---------- Exercise data

Issue #693, opened 2020-01-11
[nio] minor issue with project initialization


Kirow:
### New Issue Checklist

- [x] Updated grpc-swift to the latest version
- [x] I read the [Contribution Guidelines](https://github.com/grpc/grpc-swift/blob/master/CONTRIBUTING.md)
- [x] I searched for [existing GitHub issues](https://github.com/grpc/grpc-swift/issues)(especially, there are many [resolved issues related to SSL](https://github.com/grpc/grpc-swift/issues?utf8=%E2%9C%93&q=is%3Aissue+is%3Aclosed+ssl))

### Issue Description

1. Clone and make xcode project file:
```
git clone -b nio https://github.com/grpc/grpc-swift.git
cd grpc-swift
make project
```
Error - `No such file or directory -- fix-project-settings.rb (LoadError)`. This command should be removed from Makefile or `fix-project-settings.rb` should be restored.

2. Open project > Manage Scheme > add GRPC > build on iOS
Error - `Compiling for iOS 8.0, but module 'SwiftProtobuf' has a minimum deployment target of iOS 13.2`. Manual change will helps of course, but it could be that there is a setting for this somewhere and it is possible to make it `8.0` during initialization.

--------------------

Activity
Retype the listing above exactly as it appears.

Solved problem
Issue #693, opened 2020-01-11
[nio] minor issue with project initialization


Kirow:
### New Issue Checklist

- [x] Updated grpc-swift to the latest version
- [x] I read the [Contribution Guidelines](https://github.com/grpc/grpc-swift/blob/master/CONTRIBUTING.md)
- [x] I searched for [existing GitHub issues](https://github.com/grpc/grpc-swift/issues)(especially, there are many [resolved issues related to SSL](https://github.com/grpc/grpc-swift/issues?utf8=%E2%9C%93&q=is%3Aissue+is%3Aclosed+ssl))

### Issue Description

1. Clone and make xcode project file:
```
git clone -b nio https://github.com/grpc/grpc-swift.git
cd grpc-swift
make project
```
Error - `No such file or directory -- fix-project-settings.rb (LoadError)`. This command should be removed from Makefile or `fix-project-settings.rb` should be restored.

2. Open project > Manage Scheme > add GRPC > build on iOS
Error - `Compiling for iOS 8.0, but module 'SwiftProtobuf' has a minimum deployment target of iOS 13.2`. Manual change will helps of course, but it could be that there is a setting for this somewhere and it is possible to make it `8.0` during initialization.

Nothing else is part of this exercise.